In this difficult time, there is a notable absence of spontaneity in both deposit mobilisation and lending. It is not only because the banks are offering highly unattractive interest rates on deposits. Public saving capacity has dwindled for understandable reasons. The private sector is not interested again in borrowing from banks unless compelled by the ongoing situation. The statistics available with the central bank do amply highlight the private sector credit growth in recent months.

However, the resource-strapped government is now asking banks to lend to industries and businesses to help the latter weather one of the worst economic crises that mankind has seen so far. Bangladesh is not the lone country to involve banks in this kind of lending. Others are doing the same.

Taking deposits is not a problem for banks, but lending is. The latter lands them in trouble if necessary precautions are not taken. Most banks, particularly the state-owned ones, have faltered in this area. Thus, the volume of soured loans has soared over the years. In some cases, 40 per cent of the loans have gone classified. The presence of high level of toxic loans has made several banks extremely vulnerable to shock.

The outbreak of Covid-19 has pushed the banks into a far more challenging situation. Banks do need to proceed with caution. Naturally, because of a very difficult situation, both the government and the central bank have taken a soft approach towards businesses. The government has announced relief packages valued at over Tk 1.0 trillion for various sectors of the economy. Banks are now executing those at subsidised interest rates. The central bank has relaxed certain rules and policy rates so that banks do not face any liquidity shortage.

Since the application of loan classification rules stayed, for the time being, it is not possible to get the latest picture about the default loans of the banks.

The loans being disbursed under the relief packages have heightened the risk of making the volume of classified loans even bigger.

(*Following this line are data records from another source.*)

PR #2441, opened 2025-01-23
[WB-1814.3] Refactor Switch to use semantic colors

jandrade:
## Summary:

Continuing with the semantic colors migration, this PR covers the `Switch`
component.

- Refactored the `Switch` themes to use semantic colors.
- Added `All Variants` story to switch.
- Disabled chromatic snapshots for existing stories (now using All Variants).

### Implementation plan:

1. #2439
2. #2440
3. Switch (current PR)
4. Accordion, Banner, BirthdayPicker
5. IconButton
6. Clickable, Link
7. Modal
8. Popover, Tooltip
9. Pill, Toolbar

Issue: WB-1814

## Test plan:

- Navigate to /?path=/story/packages-switch-switch-all-variants--default
- Verify that the styles are correct.


__docs__/wonder-blocks-switch/switch.stories.tsx
```diff
@@ -109,22 +113,13 @@ export const Controlled: StoryComponentType = {
         await userEvent.tab();
         await userEvent.tab();
 
-        expect(switchWithIcon).toHaveStyle(
-            "background-color: rgba(33, 36, 44, 0.5)",
-        );
-        expect(switchWithIcon).toHaveStyle(
-            "outline: 2px solid rgb(24, 101, 242)",
-        );
```
jandrade, line 117: **note:** Removed these assertions now that we fully check this via Chromatic snapshots

packages/wonder-blocks-switch/src/components/switch.tsx
```diff
@@ -155,6 +155,10 @@ const themedSharedStyles: ThemedStylesFn<SwitchThemeContract> = (theme) => ({
         ":hover": {
             outline: "none",
         },
+        ":focus-within": {
+            outline: `solid ${theme.size.width.small}px ${theme.color.outline.default}`,
+            outlineOffset: theme.size.offset.default,
+        },
```
jandrade, line 161: **note:** I noticed that this was missing to display the focus outline on disabled switches.

packages/wonder-blocks-switch/src/themes/default.ts
```diff
@@ -1,29 +1,35 @@
...
             switch: {
-                off: tokens.color.offBlack50,
-                disabledOff: tokens.color.offBlack32,
-                activeOff: tokens.color.offBlack64,
-                on: tokens.color.blue,
-                disabledOn: tokens.color.fadedBlue,
-                activeOn: tokens.color.activeBlue,
+                off: action.default.border,
+                disabledOff: semanticColor.action.disabled.default,
+                activeOff: semanticColor.text.secondary,
```
beaesguerra, line 14: Would it make sense to use the primitive token directly here or a different semantic token? If we were to change the secondary text color value, would we expect things that are not text to change as well?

It is, thus, important for banks to move with extreme caution.

Some leading bankers the other day at a discussion, organised by the Bangladesh Institute of Bank Management (BIBM), made some valuable observations that could help banks tide over the future crisis.

The bankers expressed their fear that the volume of non-performing loans (NPLs) after the pandemic would rise further as wilful defaulters would take advantage of the situation and withhold their repayments to banks. Some of them even feared the start of yet another 'hari loot' (plunder) taking advantage of the stimulus packages.

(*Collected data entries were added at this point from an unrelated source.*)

PR #2443, opened 2025-01-28
Fix bug in popover child tab indices

nedredmond:
`focus-manager.tsx` is overriding tabindex settings on all of its children. Anything that needs to implement roving focus and restrict tabbing, like a `radiogroup`, is not possible since tabindex is always reset to 0 when focus is inside of the popover.

This fixes that issue by allowing the original tabindex to remain when internal focus is not disabled.

### DIFF
--- a/packages/wonder-blocks-popover/src/components/__tests__/focus-manager.test.tsx
+++ b/packages/wonder-blocks-popover/src/components/__tests__/focus-manager.test.tsx
@@ -177,4 +177,50 @@ describe("FocusManager", () => {
         // Assert
         expect(focusableElementInside).toHaveAttribute("tabIndex", "-1");
     });
+
+    it("should keep the original focusability of the internal elements when tabindex is set explicitly", async () => {
+        // Arrange
+        const externalNodes = (
+            <div>
+                <button>Open popover</button>
+            </div>
+        );
+        render(externalNodes);
+
+        // get the anchor reference to be able pass it to the FocusManager
+        const anchorElementNode = await screen.findByRole("button", {
+            name: "Open popover",
+        });
+
+        render(
+            <FocusManager anchorElement={anchorElementNode}>
+                <div>
+                    <button tabIndex={0}>first focusable element inside</button>
+                    <button tabIndex={-1}>
+                        second focusable element inside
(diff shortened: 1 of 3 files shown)


packages/wonder-blocks-popover/src/components/__tests__/focus-manager.test.tsx
```diff
@@ -177,4 +177,50 @@ describe("FocusManager", () => {
...
+        );
+        const thirdFocusableElementInside = await screen.findByText(
+            "third focusable element inside",
+        );
+
+        // Assert
+        expect(firstFocusableElementInside).toHaveAttribute("tabIndex", "0"); // explicit set to 0
+        expect(secondFocusableElementInside).toHaveAttribute("tabIndex", "-1"); // explicit set to -1
+        expect(thirdFocusableElementInside).toHaveAttribute("tabIndex", "0"); // not set, should default to 0
+    });
```
jandrade, line 225: **suggestion:** Could you please split these assertions into 3 separate tests? This would follow our AAA approach and it would simplify understanding when there's a specific failure in that test case.

jandrade (commented):
The implementation makes total sense! I'd like to have some minor refactor in the tests before giving a final approval. Thanks for fixing this! (also, this would need to be a `patch` version).

packages/wonder-blocks-popover/src/components/__tests__/focus-manager.test.tsx
nedredmond: @jandrade I am having issues with authentication in git cli with WB specifically!

I can't push the changeset or change this 😢
I was only able to make the PR through the GitHub CLI, not Our Lovely CLI or GitHub Desktop

nedredmond: Was there a change to protections in this repo?

nedredmond: fixed it, updated

jandrade (approved):
Looks great! thanks for the quick fix + modifying the tests 💯 🏅 🚀

PR #2446, opened 2025-01-29
[WB-1814.4] Refactor Accordion, Banner, BirthdayPicker to use semantic colors

jandrade:
## Summary:

Next step is to refactor the `Accordion`, `Banner`, and `BirthdayPicker`
components to use semantic colors.

### Implementation plan:

1. #2439
2. #2440
3. #2441
4. Accordion, Banner, BirthdayPicker (current PR)
5. IconButton
6. Clickable, Link
7. Modal
8. Popover, Tooltip
9. Pill, Toolbar

Issue: WB-1814

## Test plan:

### DIFF
--- a/packages/wonder-blocks-banner/src/components/banner.tsx
+++ b/packages/wonder-blocks-banner/src/components/banner.tsx
@@ -313,6 +313,8 @@ const styles = StyleSheet.create({
         // the base color needs to be hard-coded as white for the
         // intended pastel background color to show up correctly
         // on dark backgrounds.
+        // TODO(WB-1865): Verify if we can change this to use semanticColor
+        // status tokens.
         backgroundColor: semanticColor.surface.primary,
     },
     containerInner: {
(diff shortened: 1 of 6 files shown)


packages/wonder-blocks-banner/src/components/banner.tsx
```diff
@@ -313,7 +313,7 @@ const styles = StyleSheet.create({
         // the base color needs to be hard-coded as white for the
         // intended pastel background color to show up correctly
         // on dark backgrounds.
-        backgroundColor: color.white,
+        backgroundColor: semanticColor.surface.primary,
```
beaesguerra, line 316: Ohh interesting, we don't use the semantic background colors for the background of the banner (we rely on opacity). Do we want to use the semantic background tokens?

beaesguerra (approved):
Looks good! Left a non-blocking question around the banner background color!

packages/wonder-blocks-banner/src/components/banner.tsx
jandrade: Good question! tbh I'm not sure how this will be handled with the Polaris theme. I'm going to revisit this once we add theming support to banner. I'll add a TODO comment to make sure we track this.

PR #2449, opened 2025-01-30
[WB-1814.5] Refactor IconButton to use semantic colors

jandrade:
## Summary:

Next step is to refactor the `IconButton` component to use semantic colors.

- Reworked the theme structure to make it closer to the semanticColor structure.
- Moved all the color-related CSS properties to a separate function (`getStylesByKind`).
- Added `border` to all the states to prepare the work for Polaris as these
icon buttons will look similar to the Button ones.

### Implementation plan:

1. #2439
2. #2440
3. #2441
4. #2446
5. IconButton (current PR)
6. Clickable, Link
7. Modal
8. Popover, Tooltip
9. Pill, Toolbar

Issue: WB-1814

## Test plan:

URL: `/?path=/story/packages-iconbutton-all-variants--default`


packages/wonder-blocks-icon-button/src/components/icon-button-core.tsx
```diff
@@ -186,86 +190,134 @@ const sharedStyles = StyleSheet.create({
...
 function getStylesByKind(
-    kind: "primary" | "secondary" | "tertiary",
-    theme: IconButtonThemeContract,
-    color: string,
+    buttonColor: ButtonColor,
+    disabled: boolean,
+    kind: Kind,
     light: boolean,
-    buttonColor: string,
+    theme: IconButtonThemeContract,
```
jandrade, line 224: **note:** Just reordered the arguments alphabetically.

packages/wonder-blocks-icon-button/src/components/icon-button-core.tsx
```diff
@@ -186,86 +190,134 @@ const sharedStyles = StyleSheet.create({
...
 ) {
-    switch (kind) {
```
jandrade, line 196: **note:** Changed from `switch` to `if` as constants cannot be redefined within switch statements. I did this as I wanted to be able to reuse `const themeVariant` etc for better readability.

packages/wonder-blocks-icon-button/src/components/icon-button-core.tsx
```diff
@@ -186,86 +190,134 @@ const sharedStyles = StyleSheet.create({
...
+        ":focus-visible": {},
+        ":active": {},
+        disabled: {},
+    };
 }
 
 const _generateStyles = (
-    buttonColor = "default",
-    kind: "primary" | "secondary" | "tertiary",
+    buttonColor: ButtonColor = "default",
```
jandrade, line 312: **note:** Same here related to reordering args alphabetically.

packages/wonder-blocks-icon-button/src/themes/default.ts
jandrade, line 1: **note:** Modified the structure to make it really closer to `semanticColor.action`. Note that this time used `primary`, `secondary`, etc instead of `filled, `outlined` to be able to map the keys to the props defined in `IconButton` (e.g. `kind="primary"`). Still undecided with which approach to take. Any thoughts are completely welcome!

__docs__/wonder-blocks-icon-button/icon-button-variants.stories.tsx
```diff
@@ -16,11 +16,7 @@ import IconButton from "@khanacademy/wonder-blocks-icon-button";
  */
 export default {
     title: "Packages / IconButton / All Variants",
-    parameters: {
-        docs: {
-            autodocs: false,
-        },
-    },
+    tags: ["!autodocs"],
```
marcysutton, line 19: I didn't know you could do this! Nice!

packages/wonder-blocks-icon-button/src/components/icon-button-core.tsx
```diff
@@ -101,6 +104,7 @@ const IconButtonCore: React.ForwardRefExoticComponent<
     const renderInner = (router: any): React.ReactNode => {
         const buttonStyles = _generateStyles(
             color,
+            !!disabled,
```
marcysutton, line 107: **question:** Is the boolean coercion of `disabled` meant to handle an undefined case?

packages/wonder-blocks-icon-button/src/components/icon-button-core.tsx
```diff
@@ -186,86 +190,134 @@ const sharedStyles = StyleSheet.create({
...
+
+/**
+ * Returns the action type based on the button color and disabled state.
+ *
+ * This is useful to determine which token variant to use for the button, which
+ * is based on the theme structure.
+ */
+function getActionType(buttonColor: ButtonColor, disabled: boolean) {
+    const actionType =
+        buttonColor === "destructive" ? "destructive" : "progressive";
```
marcysutton, line 210: **question:** could you use nullish coalescing here? (out of curiosity)

```
const actionType = buttonColor === "destructive" ?? "progressive";
```

packages/wonder-blocks-icon-button/src/themes/default.ts
```diff
@@ -1,109 +1,157 @@
...
+};
+
+/**
+ * The color styles shared between all the button kinds.
+ *
+ * NOTE: This will change when we create the new polaris theme as IconButton
+ * will apply the same styles as Button.
+ */
+const baseColorStates = {
+    ...semanticColor.action.outlined,
```
marcysutton, line 23: **question:** what case does this spread token cover? Could you add a comment for it?

packages/wonder-blocks-icon-button/src/components/icon-button-core.tsx
```diff
@@ -18,6 +18,9 @@ import {
     IconButtonThemeContract,
 } from "../themes/themed-icon-button";
 
+type Kind = "primary" | "secondary" | "tertiary";
+type ButtonColor = "default" | "destructive";
```
marcysutton, line 22: **question:** Where does `progressive` come in? Should that be included here among the options?

marcysutton (approved):
This looks like a really robust overhaul! I left some questions on things I wasn't understanding 100%. But I think it's going to be way easier to theme with this in place. Nice work!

They felt that the banks must look at risks involved with lending under the changed circumstances and rewrite rules in this regard. But banks do not make rules, the central bank does and, at times, under the advice of the government. None of the two, it seems, is interested in reviewing rules now.

Yet banks can do their part differently; they can meticulously exhaust all the procedures involved with fresh lending. They may not be able to cover the old loans from the delinquent or wilful defaulters, but they can stop these borrowers from securing fresh ones under the relief packages.

If the banks decide to be risk-averse in this critical time, they might find it hard to cope with the challenges of, what many tend to describe as, the ' new normal'.

It is, however, important for the board of directors of banks to come out of the old ways of doing things and get actively engaged in the decision-making process without affecting usual and prescribed relations with banks' management teams.

Experts from Nepal and Bangladesh at a webinar held on last Friday felt that the board of directors of banks needed to exercise unique oversight responsibility, based on updated and regular information of the COVID pandemic. But they said, while doing so, the boards, for the time being, should shun high-profit targets. Survival needs to be the sole motto now, nothing else.